PR #167, opened 2018-06-12
Add optional default value to `ByIndex` (new)

### LINKED ISSUE #99: ByIndex problems

greenhat:
Continue from the #127 
Closes #99
Todo:
- [x] fixes after rebase;
- [x] cover all code paths (const/value) in typer;
- [x] update `ByIndex.function/cost/transformationReady`  to use an optional default value;
- [x] update (de)serialization;
- [x] revert changes to `SigmaTyper`;
- [x] implement new syntax;
- [x] rename `SProduct.fields` to `methods` and switch from tuple to a case class;

### DIFF
--- a/src/main/scala/sigmastate/lang/SigmaTyper.scala
+++ b/src/main/scala/sigmastate/lang/SigmaTyper.scala
@@ -150,30 +150,13 @@ class SigmaTyper {
           args match {
             case Seq(Constant(index, _: SNumericType)) =>
               ByIndex[SType](new_f.asCollection, SInt.upcast(index.asInstanceOf[AnyVal]), None)
-            case Seq(Constant(index, _: SNumericType), dvConst@Constant(_, dvtpe)) =>
-              if (dvtpe == elemType)
-                ByIndex[SType](new_f.asCollection, SInt.upcast(index.asInstanceOf[AnyVal]), Some(dvConst))
-              else
-                error(s"Invalid default value(const) type in array application $app: expected collection element type; actual: $dvtpe")
             case Seq(index) =>
               val typedIndex = assignType(env, index)
               typedIndex.tpe match {
                 case _: SNumericType =>
                   ByIndex[SType](new_f.asCollection, typedIndex.upcastTo(SInt), None)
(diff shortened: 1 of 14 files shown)


src/main/scala/sigmastate/lang/SigmaTyper.scala
```diff
@@ -145,18 +145,35 @@ class SigmaTyper {
...
-            case Seq(Constant(i, tpe: SNumericType)) =>
-              ByIndex[SType](new_f.asCollection, SInt.upcast(i.asInstanceOf[AnyVal]))
-            case Seq(arg) =>
-              val newArg = assignType(env, arg)
-              newArg.tpe match {
-                case targ: SNumericType =>
-                  ByIndex[SType](new_f.asCollection, newArg.upcastTo(SInt))
+            case Seq(Constant(index, _: SNumericType)) =>
+              ByIndex[SType](new_f.asCollection, SInt.upcast(index.asInstanceOf[AnyVal]), None)
+            case Seq(Constant(index, _: SNumericType), dvConst@Constant(_, dvtpe)) =>
```
ergomorphic: @greenhat I cannot accept this syntax, I only agreed with IR part of #127 
Please remove all this special cases in SigmaTyper, they are required because the syntax is ad-hoc.
Please add method `applyOrElse` next to  `"size" -> SInt` in `object SCollection`.
Check where SProduct.fields is used.
I expect no changes in SigmaTyper are necessary to add `applyOrElse`, but you will have to add a rule in SigmaSpecializer.
See for example `case Apply(Select(col,"exists", _),...)`.

greenhat: @ergomorphic Agreed. I find `getOrElse` more appealing, especially for developers with less experience it better conveys the notion that you are getting something out of the collection.

greenhat:
Restarted the build, cause "No output has been received in the last 10m0s,"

------------------------------------------------------------

> [Brief] Word for word, restate the lines above.

> [Answer below]
PR #167, opened 2018-06-12
Add optional default value to `ByIndex` (new)

### LINKED ISSUE #99: ByIndex problems

greenhat:
Continue from the #127 
Closes #99
Todo:
- [x] fixes after rebase;
- [x] cover all code paths (const/value) in typer;
- [x] update `ByIndex.function/cost/transformationReady`  to use an optional default value;
- [x] update (de)serialization;
- [x] revert changes to `SigmaTyper`;
- [x] implement new syntax;
- [x] rename `SProduct.fields` to `methods` and switch from tuple to a case class;

### DIFF
--- a/src/main/scala/sigmastate/lang/SigmaTyper.scala
+++ b/src/main/scala/sigmastate/lang/SigmaTyper.scala
@@ -150,30 +150,13 @@ class SigmaTyper {
           args match {
             case Seq(Constant(index, _: SNumericType)) =>
               ByIndex[SType](new_f.asCollection, SInt.upcast(index.asInstanceOf[AnyVal]), None)
-            case Seq(Constant(index, _: SNumericType), dvConst@Constant(_, dvtpe)) =>
-              if (dvtpe == elemType)
-                ByIndex[SType](new_f.asCollection, SInt.upcast(index.asInstanceOf[AnyVal]), Some(dvConst))
-              else
-                error(s"Invalid default value(const) type in array application $app: expected collection element type; actual: $dvtpe")
             case Seq(index) =>
               val typedIndex = assignType(env, index)
               typedIndex.tpe match {
                 case _: SNumericType =>
                   ByIndex[SType](new_f.asCollection, typedIndex.upcastTo(SInt), None)
(diff shortened: 1 of 14 files shown)


src/main/scala/sigmastate/lang/SigmaTyper.scala
```diff
@@ -145,18 +145,35 @@ class SigmaTyper {
...
-            case Seq(Constant(i, tpe: SNumericType)) =>
-              ByIndex[SType](new_f.asCollection, SInt.upcast(i.asInstanceOf[AnyVal]))
-            case Seq(arg) =>
-              val newArg = assignType(env, arg)
-              newArg.tpe match {
-                case targ: SNumericType =>
-                  ByIndex[SType](new_f.asCollection, newArg.upcastTo(SInt))
+            case Seq(Constant(index, _: SNumericType)) =>
+              ByIndex[SType](new_f.asCollection, SInt.upcast(index.asInstanceOf[AnyVal]), None)
+            case Seq(Constant(index, _: SNumericType), dvConst@Constant(_, dvtpe)) =>
```
ergomorphic: @greenhat I cannot accept this syntax, I only agreed with IR part of #127 
Please remove all this special cases in SigmaTyper, they are required because the syntax is ad-hoc.
Please add method `applyOrElse` next to  `"size" -> SInt` in `object SCollection`.
Check where SProduct.fields is used.
I expect no changes in SigmaTyper are necessary to add `applyOrElse`, but you will have to add a rule in SigmaSpecializer.
See for example `case Apply(Select(col,"exists", _),...)`.

greenhat: @ergomorphic Agreed. I find `getOrElse` more appealing, especially for developers with less experience it better conveys the notion that you are getting something out of the collection.

greenhat:
Restarted the build, cause "No output has been received in the last 10m0s,"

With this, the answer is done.